Centennial streets will be getting a multimillion-dollar facelift this year.
Public works representatives presented city council with details of the 2013 Street Rehabilitation Program, approved for funding last November.
Planned for the spring and summer months, the $6.6 million project seeks to get the biggest bang for the city’s buck by using a variety of technologies, according to Deputy Director of Public Works Mike Conner.
“The life cycle of new pavement is about 25 to 30 years and after about 40 percent of its life, it only drops about 15 percent in quality and stays in relatively good condition,” explained City Engineer Michael Terry. “But at that point in time deterioration begins to accelerate.”
If no repairs are made by the time the pavement exhausts another 15 percent of its life, the quality deteriorates by 40 percent.
According to the city, the philosophy behind the program is to preserve as much pavement as possible to avoid more expensive repairs and construction in the future.
“Pavement preservation tells us if we spend a dollar now, after 40 percent of its life, then we can save that pavement,” Terry said. “But if we delay that cost, then it goes up almost eight times.”
In all, more than 31 miles have been earmarked for repair or construction.

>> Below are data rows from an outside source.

PR #7936, opened 2021-02-05
Fix handling of Mutable options; Allow DB::SetOptions to update mutable TableFactory Options

### LINKED ISSUE #7385: block_size and block_restart_interval are not dynamically changeable
### Expected behavior
The comment indicates `block_size` is changeable:
https://github.com/facebook/rocksdb/blob/9a5886bd8c71aaa4466e0a8b1d7d1f04ae452b6a/include/rocksdb/table.h#L166-L167

### Actual behavior
But it's actually not:

https://github.com/facebook/rocksdb/blob/b9bb59d49df264363d7250ceba59213706b3bb61/options/cf_options.cc#L511-L514
```
db_->SetOptions({{"block_based_table_factory", "{block_size=7k;}"}});
// got error: Invalid argument: Option not changeable: block_based_table_factory
```

mrambacher:
Added a "only_mutable_options" flag to the ConfigOptions.  When set, the Configurable methods will only look at/update options that are marked as kMutable.  

Fixed DB::SetOptions to allow for the update of any mutable TableFactory options.  Fixes #7385.

Added tests for the new flag.  Updated HISTORY.md


options/configurable.cc
```diff
@@ -239,9 +241,15 @@ Status Configurable::ParseOption(const ConfigOptions& config_options,
                                  const OptionTypeInfo& opt_info,
                                  const std::string& opt_name,
                                  const std::string& opt_value, void* opt_ptr) {
-  if (opt_info.IsMutable() || opt_info.IsConfigurable()) {
-    return opt_info.Parse(config_options, opt_name, opt_value, opt_ptr);
-  } else if (prepared_) {
+  if (opt_info.IsMutable()) {
+    if (config_options.only_mutable_options) {
+      ConfigOptions copy = config_options;
+      copy.only_mutable_options = false;
```
akankshamahajan15, line 247: Can you explain this section of code. If ```config_options.only_mutable_options``` is set true why does```copy.only_mutable_options = false```.  Or may be add comments in the code.

akankshamahajan15 (approved):
LGTM

options/configurable.cc
mrambacher: I will do both (push a comment in the next update).  

There are two things of interest used repeatedly.  One is whether or not the field is marked as IsMutable.  Another is if we are operating on only mutable options or not.

If a field is marked as Mutable, then all of the fields in it should inherit its mutable property even if they are not explicitly marked as mutable.   In other words, if a field is marked as mutable, we should toggle whether or not we are examining only mutable options. 

For example, if an object "o" has a member in it "Configurable c" and "c" is marked as Mutable, then all of the elements of "c" (when accessed from "o") will also be mutable even if they are not marked as such explicitly.

akankshamahajan15: ahh.. "One is whether or not the field is marked as IsMutable. Another is if we are operating on only mutable options or not." This makes sense. Thanks for explaining it.

zhichao-cao:
Can you explain a little bit more on the motivation of adding a "only_mutable_options" flag to the ConfigOptions?

include/rocksdb/convenience.h
```diff
@@ -56,6 +56,9 @@ struct ConfigOptions {
   // Whether or not to invoke PrepareOptions after configure is called.
   bool invoke_prepare_options = true;
 
+  // When true, only options that are mutable will be touched
+  bool only_mutable_options = false;
```
zhichao-cao, line 60: How about "mutable_options_only"?

mrambacher:
> Can you explain a little bit more on the motivation of adding a "only_mutable_options" flag to the ConfigOptions?

Are you asking for an explanation here or in the code/HISTORY?

Options can be marked as Mutable or not.  When the "only_mutable_options=false", all options are evaluated -- whether they are marked as Mutable or not.  When "only_mutable_options="true", any option not marked as Mutable is either ignored (in the case of string/equals methods) or results in an error (in the case of Configure).

This flag is important for things "sub options" -- like TableFactory options.  The table is not part of options that are mutable, and which of the table options are mutable are not known.  By telling the configure methods that the configure is only to apply to the "mutable options", something like SetOptions will be able to update only the ColumnFamilyOptions that are mutable -- meaning those that came directly from MutableCFOptions, but also those that have mutable characteristics.  For example, the "block_size" table attribute is mutable, but the "no_block_cache" is not.

Note that as more features become plugins, there may be different items that are Mutable.  This setup should allow more options to become mutable without changing the infrastructure or making the infrastructure tightly coupled to the implementations.

zhichao-cao:
> > Can you explain a little bit more on the motivation of adding a "only_mutable_options" flag to the ConfigOptions?
> 
> Are you asking for an explanation here or in the code/HISTORY?
> 
> Options can be marked as Mutable or not. When the "only_mutable_options=false", all options are evaluated -- whether they are marked as Mutable or not. When "only_mutable_options="true", any option not marked as Mutable is either ignored (in the case of string/equals methods) or results in an error (in the case of Configure).
> 
> This flag is important for things "sub options" -- like TableFactory options. The table is not part of options that are mutable, and which of the table options are mutable are not known. By telling the configure methods that the configure is only to apply to the "mutable options", something like SetOptions will be able to update only the ColumnFamilyOptions that are mutable -- meaning those that came directly from MutableCFOptions, but also those that have mutable characteristics. For example, the "block_size" table attribute is mutable, but the "no_block_cache" is not.
> 
> Note that as more features become plugins, there may be different items that are Mutable. This setup should allow more options to become mutable without changing the infrastructure or making the infrastructure tightly coupled to the implementations.

Thanks for the explanation! Maybe add a summary of these as a comments for bool only_mutable_options = false in convience.h would be helpful.

zhichao-cao (commented):
Can you do a rebase again? Looks like your changes has mixed with other's commits.

zhichao-cao (approved):
LGTM, thanks for the fix!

Once the plan is approved by council and under way, the city said businesses and schools along the affected routes will be notified by letter. The city will supply door hangers to each household 24 to 48 hours before work commences.
Maps and lists of streets affected are available on the city’s website. Visit www.centennialcolorado.com, then select “listen to meetings” from the menu on the left. Residents may also call the city’s 24-hour public works hotline at 303-325-8000.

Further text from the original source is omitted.